● **THE PROBLEM**: Go through the records below and restate each one word for word.

Data items:
'''

PR #25, opened 2020-02-10
Big rename

annashamray:


annashamray:
> Also, impressive that the code coverage went up with a rename ;)

@joeribekker yes! I don't know it works.
The README file is updated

'''

● **ANSWER SECTION**:
PR #25, opened 2020-02-10
Big rename

annashamray:


annashamray:
> Also, impressive that the code coverage went up with a rename ;)

@joeribekker yes! I don't know it works.
The README file is updated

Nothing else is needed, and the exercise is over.